Employers are estimated to have added a healthy 706,000 jobs over the month and the jobless rate to have ticked lower to 5.6%, according to economists polled by Dow Jones.
Clark, who leads corporate America's most powerful mouthpiece in Washington, praised the $1.2 trillion physical infrastructure deal brokered between the White House and a bipartisan group of senators.
"We're thrilled about it. This is critical roads, ports, bridges, airports, but it's also rural broadband. It's also getting the lead out of drinking pipes across the country," she said. "This is a good deal. It does it without raising taxes and it has our full support."
Clark said she was optimistic about the bill's odds in Congress despite some opposition from progressive Democrats.
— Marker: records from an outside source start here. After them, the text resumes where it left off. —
PR #1482, opened 2021-04-11
Make building man pages optional through option ENABLE_DOC.

### LINKED ISSUE #1481: Explicitly enable or disable building man pages in cmake configuration
## Description

As man pages are built using `asciidoctor`, current implementation just tries to autodetect presence of `asciidoctor` and depending on result either builds manpages or not. Now I am trying to create package for source-based Gentoo distro, and there building documentation is optional and configurable part, depending on user preferences. If user enables `doc` USE-flag either globally or specifically for this package, documentation will be built. And if it is enabled, additional build-time dependency (`asciidoctor` package in this case) should be pulled and installed first. So configuration of rnp build should be more deterministic. I propose to add new cmake variable like `ENABLE_DOC` or `ENABLE_MANPAGES`

## Expected Behavior

If documentation build is explicitly enabled (like -DENABLE_DOC=On), cmake should check for presence of `asciidoctor` and fail to continue if `asciidoctor` is not found. If it is explicitly disabled, then it should not check for `asciidoctor` at all and skip building manpages. Third option (like ENABLE_DOC=Auto) can be implemented and set as a default value in order to keep the current behavior.

## Actual Behavior

`asciidoctor` presence is automatically detected during build and there is no way to disable it or strictly require this dependency for succesfull build

antonsviridenko:
Closes #1481

### DIFF
--- a/CMakeLists.txt
+++ b/CMakeLists.txt
@@ -56,6 +56,12 @@ option(ENABLE_FUZZERS "Enable fuzz targets.")
 option(DOWNLOAD_GTEST "Download Googletest" On)
 option(DOWNLOAD_RUBYRNP "Download ruby-rnp and run related tests." On)
 
+# tri-state options
+set(TRISTATE_VALUES On Off Auto)
+
+set(ENABLE_DOC Auto CACHE STRING "Enable building documentation.")
+set_property(CACHE ENABLE_DOC PROPERTY STRINGS ${TRISTATE_VALUES})
+
 # so we can use our bundled finders
 set(CMAKE_MODULE_PATH "${PROJECT_SOURCE_DIR}/cmake/Modules")
 
@@ -137,7 +143,9 @@ if (ENABLE_SANITIZERS)
 endif()
 
 # adoc for man generation
-include(AdocMan)
+if (ENABLE_DOC)
+  include(AdocMan)
+endif()
 
 # everything else is in subdirs
 add_subdirectory(src/examples)
--- a/cmake/Modules/AdocMan.cmake
+++ b/cmake/Modules/AdocMan.cmake
@@ -44,7 +44,14 @@ find_program(ADOCCOMMAND_PATH
 )
 
 if(NOT EXISTS ${ADOCCOMMAND_PATH})
-  message(WARNING "AsciiDoc processor not found, man pages will not be generated. Install asciidoctor or use the CMAKE_PROGRAM_PATH variable.")
+  set(ADOC_MISSING_MSG "AsciiDoc processor not found, man pages will not be generated. Install asciidoctor or use the CMAKE_PROGRAM_PATH variable.")
+
+  string(TOLOWER "${ENABLE_DOC}" ENABLE_DOC)
+  if (ENABLE_DOC STREQUAL "auto")
+    message(WARNING ${ADOC_MISSING_MSG})
+  elseif(ENABLE_DOC)
+    message(FATAL_ERROR ${ADOC_MISSING_MSG})
+  endif()
 else()
   set(ADOCCOMMAND_FOUND 1)
 endif()
--- a/src/lib/CMakeLists.txt
+++ b/src/lib/CMakeLists.txt
@@ -348,4 +348,6 @@ if (PKG_CONFIG_FOUND)
 endif()
 
 # Build and install man page
-add_adoc_man("${CMAKE_CURRENT_SOURCE_DIR}/librnp.3.adoc" ${RNP_VERSION})
+if (ENABLE_DOC)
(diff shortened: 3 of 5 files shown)


antonsviridenko:
Soo, as failed tests show, either asciidoctor should be installed in CI configurations, or building manpages should be disabled.

CMake's `option()` does not support three-state values, I've found possible workaround, not sure if it is suitable:

https://cmake.org/pipermail/cmake/2016-October/064342.html

antonsviridenko:
@ni4 any ideas how to fix failed tests? Where 'asciidoctor' can be added as a dependency exactly?

ni4:
@antonsviridenko Sorry for a late reply.
It could be better to use string variable instead of option, i.e.
```
if (NOT BUILD_DOC)
  set(BUILD_DOC "auto" CACHE STRING
    "Control building of documentation, which requires asciidoctor. Possible values are on, off and auto. Default is auto, which builds documentation only if asciidoctor is found."
    FORCE
  )
endif()
// not sure that one below will work - probably you'll need temporary variable
string(TOLOWER "${BUILD_DOC}" BUILD_DOC)

```

So fail only in case if BUILD_DOC is forcibly set to on.
I would suggest to not fail if asciidoctor is not found, and just issue a warning as it was before.
But, some tests could be added which checks whether man is built correctly under the windows, if asciidoctor is present.

ni4:
Accidentally hit return. For the MSYS test asciidoctor may be installed by adding it to packages in function `msys_install()`, `before_install.sh`.
For the MSVC build i'm not sure, documentation tells about Chocolatey or Rubyinstaller. Maybe @rrrooommmaaa could help here.

antonsviridenko:
My latest commit did not make any improvements :(

ping @rrrooommmaaa

ni4:
@antonsviridenko Yeah, since you still use Off/On for the BUILD_DOC, instead of adding relaxed 'auto' mode.

ni4:
@antonsviridenko Just came across possibly helpful cmake setup: https://stackoverflow.com/questions/39670879/cmake-variable-with-limited-valid-values

Basically, we may have On, Off or Auto value for the `BUILD_DOC` (default auto), and then:
- if it is Auto then build docs only if asciidoctor is available
- if it is On, then try to build docs and report a fatal error if asciidoctor is not found
- if it is Off then just do not build and search for asciidoctor.

antonsviridenko:
yeah, looks interesting

rrrooommmaaa (approved):
LGTM!

CMakeLists.txt
```diff
@@ -137,7 +143,9 @@ if (ENABLE_SANITIZERS)
 endif()
 
 # adoc for man generation
-include(AdocMan)
+if (ENABLE_DOC)
```
ni4, line 146: Will this work correctly if ENABLE_DOC is not upper-case, i.e. was set like -DENABLE_DOC=on or -DENABLE_DOC=off ?

cmake/Modules/AdocMan.cmake
```diff
@@ -44,7 +44,13 @@ find_program(ADOCCOMMAND_PATH
 )
 
 if(NOT EXISTS ${ADOCCOMMAND_PATH})
-  message(WARNING "AsciiDoc processor not found, man pages will not be generated. Install asciidoctor or use the CMAKE_PROGRAM_PATH variable.")
+  set(ADOC_MISSING_MSG "AsciiDoc processor not found, man pages will not be generated. Install asciidoctor or use the CMAKE_PROGRAM_PATH variable.")
+
+  if (ENABLE_DOC STREQUAL "Auto")
```
ni4, line 49: Will this work correctly if ENABLE_DOC was set in another case, like -DENABLE_DOC="auto" ?

ni4 (approved):
LGTM, just few concerns which I cannot check right now.
Feel free to merge once those concerns are excessive :)

cmake/Modules/AdocMan.cmake
antonsviridenko: It appears that no, STREQUAL is case-sensitive.
https://cmake.org/pipermail/cmake/2012-June/050651.html

Meh, things were easier in autotools, why did rnp switch to cmake :D

CMakeLists.txt
antonsviridenko: Yes, should work correctly


>    True if the constant is 1, ON, YES, TRUE, Y, or a non-zero number. False if the constant is 0, OFF, NO, FALSE, N, IGNORE, NOTFOUND, the empty string, or ends in the suffix -NOTFOUND. **Named boolean constants are case-insensitive**. If the argument is not one of these specific constants, it is treated as a variable or string and the following signature is used.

House Speaker Nancy Pelosi, D-Calif., has made clear that her chamber will not take up the physical infrastructure bill without a separate piece of legislation to fund climate-change initiatives, worker training facilities and expand worker leave benefits.
President Joe Biden resumes a road show touting the deal this weekend, when he is scheduled to travel to Michigan.
"At the end of the day, lawmakers understand what's important in their districts and they understand why this has to get done," Clark said. "We're going to be out there talking to every single one of them and reminding them what this means for jobs and productivity in their district. What it means for their bridges, what it means for their drinking water."
"There's too much good stuff in this bill that every lawmaker's going to have a hard time explaining why they didn't want this good stuff at home."